TNFD with Us, Chameleon Buildings and Free Hydrogen
In this issue:
TNFD guidelines published
We’ve been talking about it for a couple of years and the final framework from the Taskforce on Nature Related Financial Disclosures has now been published. The framework covers 14 recommended disclosures and there is supporting guidance around implementation. More than 190 countries, including NZ, have committed to mandating TNFD reporting by 2030.
Offset markets hitting new heights
Despite major and growing concerns about the integrity of offset markets, market growth is skyrocketing. Analysis just published by Trove Research reveals investment in carbon credit projects in the period 2020-22 was 160% higher than in the previous 8 years. Over the last 10 years US$36bn (NZ$61bn) has been invested in carbon credits.
100 becomes 9 to 15
A new technique for assessing the likelihood of severe flooding indicates the frequency of events will increase ten-fold by 2050. The historic technique for assessing flood risk that gave us the concept of a once in a hundred years event, i.e. a 1% probability, is based on historic data and the probability of repetition. The new study, from scientists at the University of Alabama, builds on data of sea levels collected from 300 sites around the world. Its analysis indicates events of the scale previously described as one in a hundred years are likely to be seen with frequencies of 9-15 years by 2050.
UK leads the way
The latest update from Climate Action Tracker informs us that no country is on track to eliminate fossil fuels from its generation mix. The analysis looks at 16 countries or regions with none being at a stage consistent with achieving 1.5C. The UK appears best placed to come close because of the likely cessation of coal fired generation in 2024. Worryingly, the powerhouse users of coal, China, India and the US are all heading in the wrong direction in eliminating that fuel.

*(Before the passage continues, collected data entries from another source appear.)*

PR #563, opened 2025-03-06
support scrolling

seanmcguire12:
# why
- needed for CU/vision
# what changed
- handle scrolling inside `performPlaywrightMethod`
# example usage
```
await stagehand.page.goto("https://aigrant.com/");
await stagehand.page.act({
  action: "scroll 50% down the page.",
  slowDomBasedAct: false,
});

### DIFF
--- a/lib/handlers/actHandler.ts
+++ b/lib/handlers/actHandler.ts
@@ -448,6 +448,91 @@ export class StagehandActHandler {
 
         throw new PlaywrightCommandException(e.message);
       }
+    } else if (method === "scrollTo" || method === "scroll") {
+      this.logger({
+        category: "action",
+        message: "scrolling element vertically to specified percentage",
+        level: 2,
+        auxiliary: {
+          xpath: { value: xpath, type: "string" },
+          coordinate: { value: JSON.stringify(args), type: "string" },
+        },
+      });
+
+      try {
+        const [yArg = "0%"] = args as string[];
+
+        await this.stagehandPage.page.evaluate(
+          ({ xpath, yArg }) => {
+            /**
+             * Helper to evaluate an XPath and return the first node found.
+             */
+            function getNodeFromXpath(theXpath: string) {
+              return document.evaluate(
+                theXpath,
+                document.documentElement,
+                null,
+                XPathResult.FIRST_ORDERED_NODE_TYPE,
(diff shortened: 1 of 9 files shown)

### CODE REVIEW

File: lib/handlers/actHandler.ts [hunk 1]
```diff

We need to travel 12 times faster
The latest PwC Net Zero Economy Index tells us we need to decarbonise at a rate 12 times faster than our twenty year average if we are to meet the 1.5C target by 2050. To stay within 1.5C, we need to decarbonise at a rate of 17.2% a year, that’s 2 percentage points higher than the equivalent rate last year. Again, the UK is reported as the best performer, averaging decarbonisation of 3.7% a year this century, although this remains woefully short of what is needed.
Accessing finance in the Pacific Islands
The Climate Finance Access Network (CFAN) is partnering with the Pacific Community (SPC) and Global Green Growth Institute (GGGI) and extending its network to include representation in French Polynesia, the Cook Islands and the Federated States of Micronesia as well as embedding an advisor in the SPC. CFAN has advisors across the region and has helped unlock US$67m (NZ$113m) investment in its first year, with a pipeline of another US$348m (NZ$587m). To learn more, a good place to start would be the Pacific Resilience Meeting on 11-13 October. Attendance can be in-person or virtual and is free. There is a link on our Events page.

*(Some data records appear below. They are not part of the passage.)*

PR #566, opened 2025-03-06
expose a11y

kamath:
# why

# what changed

# test plan

### DIFF
--- a/examples/example.ts
+++ b/examples/example.ts
@@ -17,6 +17,7 @@ async function example() {
   /**
    * Add your code here!
    */
+  // delete before pushing to main
   const tree = await stagehand.page.getAccessibilityTree();
   console.log(tree);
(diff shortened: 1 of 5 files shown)


examples/example.ts
```diff
@@ -17,6 +17,9 @@ async function example() {
   /**
    * Add your code here!
    */
+  // delete before pushing to main
+  const tree = await stagehand.page.getAccessibilityTree();
+  console.log(tree);
```
miguelg719, line 22: ideally what we log/write to a file is tree.simplified (the txt version passed into the llm)

kamath: i kinda like both? allows the user to play with it

miguelg719: yea, the whole tree is kinda overkill but with this structure both are returned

Chameleon buildings for cooling and warming
While building coatings to help cooling and warming are already in extensive use, scientists from Harbin Institute of Technology (China) have developed the first colour-changing building coatings that both cool in summer and warm in winter. When heated above 20C the surface starts to change colour from dark to light grey and even in its light state remains cooler than white paint in comparative testing. It has been tested to 80C without signs of damage. The developers believe the coating will deliver a significant improvement in building energy efficiency, especially in regions that experience significant seasonal temperature variation.
Plastic waste to “free” hydrogen win-win-win
Scientists at Rice University (Texas) have developed a technique for generating hydrogen from waste plastic. The technique involves exposing the waste plastic to rapid flash Joule heating which brings it up to 3100 Kelvin in 4 seconds. The process leaves saleable graphene in sufficient quantities to cover all the operating costs, hydrogen, which can be captured, and deals with the waste.